Nach einem Besuch in Paris im Jahr 1911 experimentiert Sluijters kurz mit dem Kubismus und seine Arbeit zeigt den Einfluss von Georges Braque und Vasily Kandinsky. Sluijters beschließt jedoch, nicht dem Weg zur Abstraktion zu folgen, sondern sich ganz der Darstellung der sichtbaren Realität zu widmen. Zusammen mit Piet Mondrian, Leo Gestel und Conrad Kickert, Cees Spoor und Jan Toorop gründete er 1910 den Modern Art Circle.

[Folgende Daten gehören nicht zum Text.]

Issue #5547, opened 2020-05-05
Take a look at `create-and-run-new-pipeline` in `monitoring-stats` to see if it's genuinely slower with v6.0


taylorsilva:
The [`create-and-run-new-pipeline` ](https://ci.concourse-ci.org/teams/main/pipelines/monitoring-stats/jobs/create-and-run-new-pipeline/builds/12942) SLI being run against our large scale deployment `hush-house` have been consistently failing. Investigate what is causing the SLI to fail.

As general knowledge of the SLI, it involves a few different steps for it to pass successfully:
1. Set the pipeline
1. Check the resource and save the new version
1. Auto-trigger a new build using that version
1. Run the task successfully

All these steps should finish within 70 seconds because of a timeout configured for the monitoring job.

https://github.com/concourse/oxygen-mask/blob/3ba002998bd924c6fa1818b45429c53110b9f425/monitor.yml#L227-L229

pivotal-jamie-klassen:
While broadly considering how to investigate and generate statistical hypotheses around this problem, we ended up talking a lot about tracing. This issue has now been kinda hijacked by an effort to add tracing to the `lidar` package -- maybe it should be renamed appropriately -- and the WIP commit above is a really good start.

The key insight was to add a `span_context` field to the `plan` JSON on a `db.Check`. This allows us to propagate span context between the `Scanner` and the `Checker` using the `propagators` package in `opentelemetry-go`. I learned how to use an approach like this in my work on #5461. This time, instead of using the `ChildOf` relationship type between spans, we have learned to use the `FollowsFrom` relationship type.

Initially we thought there was some bug because we only saw a single span in jaeger. We couldn't see any clear signals that anything was wrong, though. Today we decided to try checking the logs from the jaeger collector, and saw that elasticsearch was reporting some 403s, and continuing the investigation we saw that elasticsearch itself was rejecting write operations because our Docker VM was almost out of disk.

What fun it is to shave a yak! But more seriously, it might be worth having concourse do some logging if the `SpanSyncer` underlying the tracing package starts failing.

After some judicious docker pruning, the results in jaeger are exactly what we hoped!

<img width="995" alt="Screen Shot 2020-05-06 at 12 36 15 PM" src="https://user-images.githubusercontent.com/22056320/81204223-f23a6100-8f96-11ea-826d-fa5be878bf3a.png">

[...]

PR #5575, opened 2020-05-11
Lidar tracing

jamieklassen:
# Why is this PR needed?

There are a few recurring scenarios where concourse seems to "hang" and not give clear feedback about why. The work in this PR is focused around improving observability in the "I pushed a new commit, but my test job isn't triggering" workflow, which has sizeable overlap with the `create-and-run-new-pipeline` SLI.

The end goal is to enable a single execution of the `create-and-run-new-pipeline` SLI to correspond to a single trace - failing that, it would be nice to have a collection of traces that observe the flow of execution between all the exercised components: `scanner -> checker -> scheduler -> buildstarter -> exec` to enable a (stochastic) answer to the question "why is this SLI timing out?"

related to #5547.

The straightforward part is just emitting traces from the previously-less-observed components in the `lidar` package. The more interesting and subtle part is the use of span context propagation to create relationships between spans. Now the span context created by the scanner gets serialized in a `span_context` column on the `check` it creates - this context is picked up by the checker, and any resource versions it outputs are annotated with a `span_context` in a similar manner.

It still remains to create the link between the checker and scheduler/buildstarter/exec. This is a bit more subtle because there can potentially be many resource versions that "cause" a build to be scheduled. It will probably make more sense to use a `Link` than `Relationship` in opentelemetry for this purpose.

# Contributor Checklist

- [ ] Unit tests
- [ ] Integration tests

# Reviewer Checklist

- [ ] Code reviewed
- [ ] Tests reviewed
- [ ] Documentation reviewed
- [ ] Release notes reviewed
- [ ] PR acceptance performed
- [x] New config flags added? Ensure that they are added to the [BOSH](https://github.com/concourse/concourse-bosh-release) and [Helm](https://github.com/concourse/helm) packaging; otherwise, ignored for the [integration tests](https://github.com/concourse/ci/tree/master/tasks/scripts/check-distribution-env) (for example, if they are Garden configs that are not displayed in the `--help` text).~

### DIFF
--- a/atc/db/check.go
+++ b/atc/db/check.go
@@ -11,7 +11,6 @@ import (
 	"github.com/concourse/concourse/atc"
 	"github.com/concourse/concourse/atc/db/lock"
 	"github.com/lib/pq"
-	"go.opentelemetry.io/otel/api/propagators"
 )
 
 type CheckStatus string
@@ -50,7 +49,7 @@ type Check interface {
 	AcquireTrackingLock(lager.Logger) (lock.Lock, bool, error)
 	Reload() (bool, error)
 
-	SpanContext() propagators.Supplier
+	SpanContext() SpanContext
 }
 
 var checksQuery = psql.Select(
@@ -327,7 +326,7 @@ func (c *check) SaveVersions(versions []atc.Version) error {
 	return saveVersions(c.conn, c.resourceConfigScopeID, versions)
 }
 
-func (c *check) SpanContext() propagators.Supplier {
+func (c *check) SpanContext() SpanContext {
 	return c.spanContext
 }
 
--- a/atc/db/check.go
+++ b/atc/db/check.go
@@ -11,6 +11,7 @@ import (
 	"github.com/concourse/concourse/atc"
 	"github.com/concourse/concourse/atc/db/lock"
 	"github.com/lib/pq"
+	"go.opentelemetry.io/otel/api/propagators"
 )
 
 type CheckStatus string
@@ -49,7 +50,7 @@ type Check interface {
 	AcquireTrackingLock(lager.Logger) (lock.Lock, bool, error)
 	Reload() (bool, error)
 
-	SpanContext() SpanContext
+	SpanContext() propagators.Supplier
 }
 
 var checksQuery = psql.Select(
@@ -326,7 +327,7 @@ func (c *check) SaveVersions(versions []atc.Version) error {
 	return saveVersions(c.conn, c.resourceConfigScopeID, versions)
 }
 
-func (c *check) SpanContext() SpanContext {
+func (c *check) SpanContext() propagators.Supplier {
 	return c.spanContext
 }
 
--- a/atc/db/check.go
+++ b/atc/db/check.go
@@ -11,6 +11,7 @@ import (
 	"github.com/concourse/concourse/atc"
 	"github.com/concourse/concourse/atc/db/lock"
 	"github.com/lib/pq"
+	"go.opentelemetry.io/otel/api/propagators"
 )
 
 type CheckStatus string
@@ -48,6 +49,8 @@ type Check interface {
 	AllCheckables() ([]Checkable, error)
 	AcquireTrackingLock(lager.Logger) (lock.Lock, bool, error)
 	Reload() (bool, error)
+
+	SpanContext() propagators.Supplier
 }
 
 var checksQuery = psql.Select(
@@ -62,6 +65,7 @@ var checksQuery = psql.Select(
 	"c.nonce",
 	"c.check_error",
 	"c.metadata",
+	"c.span_context",
 ).
 	From("checks c")
 
@@ -80,6 +84,8 @@ type check struct {
 	createTime time.Time
 	startTime  time.Time
 	endTime    time.Time
+
+	spanContext SpanContext
 }
 
 type CheckMetadata struct {
@@ -321,12 +327,16 @@ func (c *check) SaveVersions(versions []atc.Version) error {
 	return saveVersions(c.conn, c.resourceConfigScopeID, versions)
 }
 
+func (c *check) SpanContext() propagators.Supplier {
+	return c.spanContext
+}
+
 func scanCheck(c *check, row scannable) error {
 	var (
 		createTime, startTime, endTime  pq.NullTime
 		schema, plan, nonce, checkError sql.NullString
 		status                          string
-		metadata                        sql.NullString
+		metadata, spanContext           sql.NullString
 	)
 
 	err := row.Scan(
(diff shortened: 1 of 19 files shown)


atc/db/check.go
```diff
@@ -11,6 +12,7 @@ import (
 	"github.com/concourse/concourse/atc"
 	"github.com/concourse/concourse/atc/db/lock"
 	"github.com/lib/pq"
+	"go.opentelemetry.io/otel/api/propagators"
```
pivotal-jwinters, line 15: We probably don't want to use opentelemetry directly? It looks like the `tracing` package was designed to wrap this dependency.

pivotal-jwinters: Just doing a quick search it actually looks like the scheduler package uses it directly, so maybe we're not being strict about this anymore.

pivotal-jamie-klassen: yeah i hoped to make a clean adapter for that, just haven't gotten around to it yet.

pivotal-jamie-klassen:
This PR has a roughly-complete implementation for tracing the scanner and checker, linking their span contexts appropriately, but the changes involving the `span_context` column on the `resource_config_versions` table are still incomplete. @clarafu will take over this PR, narrowing its scope to the lidar package as named. The idea is to add at least this much telemetry to hush-house to partially instrument #5547 before deploying #5580 to confirm whether it fixes the root cause of our SLI degradations.

The scheduler/buildstarter piece, which has turned out to be a bit subtler, has been extracted to #5602. I simply added it to the roadmap rather than the [post-v6.0 feedback project](https://github.com/concourse/concourse/projects/46), following the precedent set by https://github.com/vito/cadet/commit/82ebaff63cf9ccd573d8c570cd881f9fd315b9ae -- @vito @scottietremendous hopefully I did this right.

clarafu:
I edited and cleaned up this PR to only include the tracing between lidar scanner and checker since we are going to split out adding tracing between saving a version in the checker to a build scheduling using those versions in a separate PR for #5602.

I also created a new branch called `tracing-wip` that holds the work we did for adding the `span_context` to resource versions.

atc/plan.go
```diff
@@ -111,16 +111,25 @@ type PutPlan struct {
...
-	Tags        Tags    `json:"tags,omitempty"`
-	Timeout     string  `json:"timeout,omitempty"`
-	FromVersion Version `json:"from_version,omitempty"`
+	Type        string            `json:"type"`
+	Name        string            `json:"name,omitempty"`
+	Source      Source            `json:"source"`
+	Tags        Tags              `json:"tags,omitempty"`
+	Timeout     string            `json:"timeout,omitempty"`
+	FromVersion Version           `json:"from_version,omitempty"`
+	SpanContext map[string]string `json:"span_context"`
```
pivotal-jwinters, line 120: Do we need this here if we're storing the span_context in its own column?

atc/db/check.go
pivotal-jwinters: @clarafu I think we can just change `propagators.Supplier` to `SpanContext` to get rid of this dependency?

atc/plan.go
clarafu: Ah yes you're right we can take that out now!

atc/db/check.go
clarafu: @pivotal-jwinters I think we need to keep it as `propagators.Supplier` because it needs to match the interface for WithSpanContext https://github.com/concourse/concourse/blob/b38487edf2d69b1fe8d75ed19b4eba566fd7ed46/tracing/tracer.go#L90-L92

as we pass call `StartSpanFollowing` in lidar checker https://github.com/concourse/concourse/blob/b38487edf2d69b1fe8d75ed19b4eba566fd7ed46/atc/lidar/checker.go#L52-L60
using that span context.

pivotal-jwinters: cool 👍

cirocosta:
it seems like we're consistently getting trouble with `-race` :thinking:  

```
==================

WARNING: DATA RACE

Read at 0x00c00012cfe0 by goroutine 56:

  github.com/concourse/concourse/atc/lidar.(*checker).Run.func1()

      /tmp/build/0df9eea0/concourse/atc/lidar/checker.go:56 +0xac


Previous write at 0x00c00012cfe0 by goroutine 21:

  github.com/concourse/concourse/atc/lidar.(*checker).Run()

      /tmp/build/0df9eea0/concourse/atc/lidar/checker.go:49 +0x22e

  github.com/concourse/concourse/atc/lidar_test.glob..func1.2()

      /tmp/build/0df9eea0/concourse/atc/lidar/checker_test.go:47 +0xa0

  ...


Goroutine 56 (running) created at:

  github.com/concourse/concourse/atc/lidar.(*checker).Run()

      /tmp/build/0df9eea0/concourse/atc/lidar/checker.go:51 +0x390

  github.com/concourse/concourse/atc/lidar_test.glob..func1.2()

      /tmp/build/0df9eea0/concourse/atc/lidar/checker_test.go:47 +0xa0

  github.com/onsi/ginkgo/internal/leafnodes.(*runner).runSync()

      /tmp/build/0df9eea0/gopath/pkg/mod/github.com/onsi/ginkgo@v1.10.3/internal/leafnodes/runner.go:113 +0xf3


```

(see https://ci.concourse-ci.org/teams/contributor/pipelines/prs/jobs/unit/builds/39#L5eba8d83:152:188)

atc/lidar/checker.go
```diff
@@ -47,6 +49,17 @@ func (c *checker) Run(ctx context.Context) error {
 	for _, ck := range checks {
 		if _, exists := c.running.LoadOrStore(ck.ID(), true); !exists {
 			go func(check db.Check) {
+				_, span := tracing.StartSpanFollowing(
```
cirocosta, line 52: it got me wondering if we should have a span right there in `exec.CheckStep.Run` :thinking:  

that way, we could follow the same pattern that we have for all of the other steps, and also be able to capture errors (something we wouldn't be able to do so just from here)

https://github.com/concourse/concourse/blob/0b79feeb5ab7fa205c60ae6d34334152390cc74c/atc/exec/task_step.go#L125-L138

jamieklassen: i think this is how we did it on the first try, but found that the exec part of the trace pretty much overlapped completely with the lidar part..

clarafu: I see, that's true that this won't capture any errors within the check step. I think we could add it back but maybe I can split that out into a different issue and have a separate PR for it?

clarafu:
@cirocosta Thanks for the review!! I addressed your comments, would you be able to review it one more time? Thank youuu :D

PR #8467, opened 2022-07-06
Don’t use ‘here’ as link text

quis:
Using ‘here’ or ‘click here’ as link text is bad because such links don’t mean anything out of context.

The Web Content Accessibility guidelines say:
> Whenever possible, provide link text that identifies the purpose of the link without needing additional context

– https://www.w3.org/WAI/WCAG21/Understanding/link-purpose-in-context.html

This commit moves the word ‘login’ inside the link, so it makes sense in and of itself.


xtremerui (approved):
LGTM!

PR #8485, opened 2022-07-18
remove "check build started/finished" metrics.

evanchaoli:

After several weeks of upgrading to 7.8, we found that the InfluxDB are quickly filling up. Then we identified the "check build started" and "check build finished" are two significant contributors.

Actually we don't monitor those two metrics at all. Because check builds are per resources, but real checks are per resource config scopes. Most of check builds just quickly terminate without actually running anything. 

* [x] done

## Release Note

Removed "check build started" and "check build finished" metrics. To monitor checks, use "check started" and "check finished" instead.


xtremerui (approved):
LGTM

Dieser Kreis zeigte Arbeiten der ausländischen Avantgarde in den Niederlanden und reagierte damit auf die traditionell gesetzten Arti et Amicitae.

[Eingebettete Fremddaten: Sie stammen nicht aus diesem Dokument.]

PR #8486, opened 2022-07-19
Fixed a bug where invalidated worker resource caches are not GC-ed

### LINKED ISSUE #8473: Resource cache broken in 7.8.1?
## Summary

After upgrading to `7.8.1` (coming from `7.7.1`) every single step, be it a `task`, `get` or `put` will always download the required image to run instead of re-using a previously downloaded image. 

A `task` seems to always download the `image_resource`, and `get`/`put` to always download the corresponding `resource_type` image (obviously only applies to custom resource types).

For whatever reason it never re-uses an resource image from cache. In `7.7.1` it was often the case one would see the message: 
```
INFO: found existing resource cache
```
whenever a `get` was performed on an image of a `resource_type`. Same for `get` on a task's `image_resource`.

In `7.8.1` one of two things happen, either:
- The `get` for the `resource_type` image (or for the task's `image_resource`) immediately downloads the image
- The `get` for the `resource_type` image logs `INFO: waiting to acquire resource lock` and gets stuck there anywhere between a couple of seconds and several minutes, _then_ downloads the image

This happens even if, either within the same pipeline or across builds the `get` for the `resource_type` image lands on the same worker.

## Steps to reproduce

The only thing I could think of that might be relevant is that we are using global resources. 

_TODO: I'll try and setup a repo with docker compose, but maybe the bug report raises some flags for people more familiar with recent changes that might have caused this_ 

## Expected results

Once a `resource_type` image is downloaded, subsequent uses of that image (assuming no changes to the `resource_type` definition nor to the image sha256) re-use an image from cache.

## Actual results

Concourse is always re-downloading the same `resource_type` images and `image_resource` (from `tasks`) over and over again on every step.

## Additional context

Here's an example:
resource-lock

It's pulling the _same_ image that was pulled in a previous step and it's doing it on the _same worker_.

I can provide any relevant info and metrics if necessary.

## Triaging info

* Concourse version: `7.8.1`
* Browser (if applicable):
* Did this used to work? Yes, in `7.7.1` we never had this issue

evanchaoli:

closes #8473 

* [x] db schema change (up)
* [x] db schema change (down)
* [x] update `db.WorkerResourceCaches` 
* [x] update `InitResourceCache` and `InitStreamedResourceCache`
* [x] update unit tests
* [x] add a GC component to clean up invalidated worker resource caches 
* [x] run end-to-end tests   
* [x] done

In summary, the solution is:

* Add `where` clause to unique index `worker_resource_caches_uniq`, so that invalidated caches will not conflict to valid caches.
* Add `invalid_since` column to table `worker_resource_caches`, it will be auto set by a db trigger, so that GC component may delete invalidated caches based on time.
* Updated `db.WorkerResourceCaches`, so that for `worker name` + `resource cache id`, there can be only one valid cache, and multiple invalidated caches.
* If a build started before `invalid_since`, then the cache can still be used by the build; otherwise the build cannot use the cache.
* Add a GC component to delete invalidated worker resource caches based on `invalid_since` time.

## Release Note

* 


xtremerui (commented):
Just couple questions

atc/worker/gardenruntime/worker.go
```diff
@@ -715,6 +715,12 @@ func (worker *Worker) findOrStreamVolume(
 				return Volume{}, err
 			}
 
+			// TODO: find artifact again
+			// From `get` to where it artificat is used, it may take time, and during
+			// the period, original worker may have been pruned, but the artifact might
+			// have been streamed to other workers, thus find the artifact again can make
+			// sure the artifact exist.
```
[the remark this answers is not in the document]
evanchaoli: With my latest commit, this TODO is no longer needed. Even if original worker is pruned, worker resource cache will be marked as invalidated, but it can still be used by running builds.

But if the source worker is pruned, then the build may still fail, which is a general problem of volume streaming, I am not going to solve the problem in this PR.

atc/db/volume.go
```diff
@@ -462,25 +472,26 @@ func (volume *createdVolume) initializeResourceCache(tx Tx, resourceCache Resour
...
-		return false, err
+		return nil, false, err
 	}
 
 	if affected == 0 {
-		return false, ErrVolumeMissing
+		return nil, false, ErrVolumeMissing
 	}
 
+	volume.workerResourceCacheID = workerResourceCache.ID
```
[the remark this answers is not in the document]
evanchaoli: Before this PR, it uses `resource cache id` + `worker name` to look for `worker resource cache`, it supposed to have a single tuple found by the criteria. Now, that criteria cannot uniquely identify a worker resource cache, because it may be 1 valid cache and multiple invalidated caches. Thus I changed to use  `workerResourceCache.ID` to identify a specific cache.

atc/db/worker_resource_cache.go
```diff
@@ -79,38 +89,101 @@ func (workerResourceCache WorkerResourceCache) FindOrCreate(tx Tx, sourceWorkerB
...
+	}, true, nil
 }
 
-func (workerResourceCache WorkerResourceCache) find(runner sq.Runner) (*UsedWorkerResourceCache, bool, error) {
+// find should only return a valid worker resource cache if volumeShouldBeValidBefore is nil.
+// When volumeShouldBeValidBefore is not nil, if a cache's invalid_since is later than
+// volumeShouldBeValidBefore, then the cache is considered as valid. If there is a valid cache,
+// then the valid cache should be returned; if there are multiple invalid caches with
+// invalid_since later than volumeShouldBeValidBefore, the newest invalid_since one should be
+// returned.
```
xtremerui, line 132:
```suggestion
// find should return a valid worker resource cache if 
//   volumeShouldBeValidBefore is nil OR
//   a cache's invalid_since is later than volumeShouldBeValidBefore.
// If there are multiple invalid caches with invalid_since later than volumeShouldBeValidBefore, 
// the cache with newest invalid_since should be returned.
```

atc/db/worker_resource_caches_test.go
```diff
@@ -0,0 +1,240 @@
...
+			})
+
+			It("should create a cache", func() {
+				Expect(findErr).ToNot(HaveOccurred())
+				Expect(valid).To(BeTrue())
+				Expect(usedWorkerResourceCache).ToNot(BeNil())
+			})
+
+			Context("Create a worker resource cache again on worker0 again with it's own base resource type", func() {
+				var uwrc2 *db.UsedWorkerResourceCache
```
xtremerui, line 101:
```suggestion
				var uwrc *db.UsedWorkerResourceCache
```

atc/db/worker_resource_caches_test.go
```diff
@@ -0,0 +1,240 @@
...
+				It("should find a cache", func() {
+					Expect(findErr).ToNot(HaveOccurred())
+					Expect(valid).To(BeTrue())
+					Expect(uwrc2).ToNot(BeNil())
+					Expect(*uwrc2).To(Equal(*usedWorkerResourceCache))
+				})
+			})
+
+			Context("Create a worker resource cache again on worker0 with worker1's base resource type", func() {
+				var uwrc2 *db.UsedWorkerResourceCache
```
xtremerui, line 121:
```suggestion
				var uwrc *db.UsedWorkerResourceCache
```

atc/db/worker_resource_caches_test.go
```diff
@@ -0,0 +1,240 @@
...
+				It("should not create a cache, but find the existing cache", func() {
+					Expect(findErr).ToNot(HaveOccurred())
+					Expect(valid).To(BeFalse()) // valid is false as this is not the cache to create
+					Expect(uwrc2).ToNot(BeNil())
+					Expect(*uwrc2).To(Equal(*usedWorkerResourceCache))
+				})
+			})
+
+			Context("Create a worker resource cache on worker1 with worker0's base base resource type", func(){
+				var uwrc2 *db.UsedWorkerResourceCache
```
xtremerui, line 141:
```suggestion
				var uwrc *db.UsedWorkerResourceCache
```

xtremerui (commented):
I'd like to make the docs and tests more clear and readable.

xtremerui (approved):
LGTM!

evanchaoli:
@xtremerui Please hold merge this PR. We have tried to deployed this PR to our prod cluster and found it might cause ATC CPU usages to increase ~10%. I will enhance this PR to solve the CPU usage increasing problem.

atc/db/worker_resource_cache.go
```diff
@@ -124,65 +124,64 @@ func (workerResourceCache WorkerResourceCache) FindByID(runner sq.Runner, id int
...
+		Prefix(
+			`WITH candidates AS (
+                     SELECT id, worker_base_resource_type_id, invalid_since
+                       FROM worker_resource_caches
+                       WHERE resource_cache_id = $1 and worker_name = $2
+                 ),
+				 valid_caches AS (
+                     SELECT id, worker_base_resource_type_id, invalid_since, 1 as priority
+                       FROM candidates
+                       WHERE worker_base_resource_type_id is not null
```
deepakmohanakrishnan07, line 151: This is great, I have been following this change in the recent past to overcome this issue in our production cluster. 

I have a quick question on this psql query. IIUC, Does this WHERE clause check for `worker_base_resource_type_id != 0`? Because, I think the `worker_base_resource_type_id` is set to `0` when a worker is either pruned or the cache is invalidated.

evanchaoli: @deepakmohanakrishnan07 No, `worker_base_resource_type_id` is set to NULL. You may check with your db to verify that.

xtremerui:
@evanchaoli just a follow up on this issue as we are now in progress of releasing 7.9.

evanchaoli:
@xtremerui We are planning to apply this patch to stage this week and prod next week. So if 7.9 is planned for Nov., there should be enough time to prove this patch in our clusters.

atc/db/worker_resource_cache.go
xtremerui: @evanchaoli looks like the comment here is changed back to the old version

Inspiriert von Vincent van Goghs spätem Werk begann Sluijters 1913-1914, seine abstraktesten Gemälde zu malen, die berühmten Oktobersonnen und Mondnächte. Separate Pinselstriche werden durch größere, ineinandergreifende Farbbereiche in Blau, Orange und Weichviolett sowie glatte Konturen ersetzt. Diese Werke, die mit ihrer nicht naturalistischen Verwendung von Farbe und Abstraktion von Formen eine große Ausdruckskraft zeigen, gelten als das modernste Werk von Sluijters. In diesen Jahren nimmt Sluijters auch aktiv am Clubleben in Amsterdam teil. Er stellt in der Moderne Kunstkring st. Lucas, wo er Jurymitglied ist, stößt mehrmals mit der konservativen Gesellschaft Arti et Amicitiae zusammen. In den Jahren 1912 und 1913 finden in Rotterdam und Den Haag retrospektive Ausstellungen seiner Arbeiten statt, und die Öffentlichkeit gewöhnt sich langsam an seine Arbeiten. Im Sommer 1915 blieb Sluijters einen Monat in Staphorst. Dort erobert er das Bauerndorf und seine Bevölkerung ohne jegliche Stimmung. Die Porträts und Landschaften, die er dort in dunklen, erdigen Farben und vereinfachten Formen macht, bilden eine geschlossene Einheit innerhalb seines Schaffens.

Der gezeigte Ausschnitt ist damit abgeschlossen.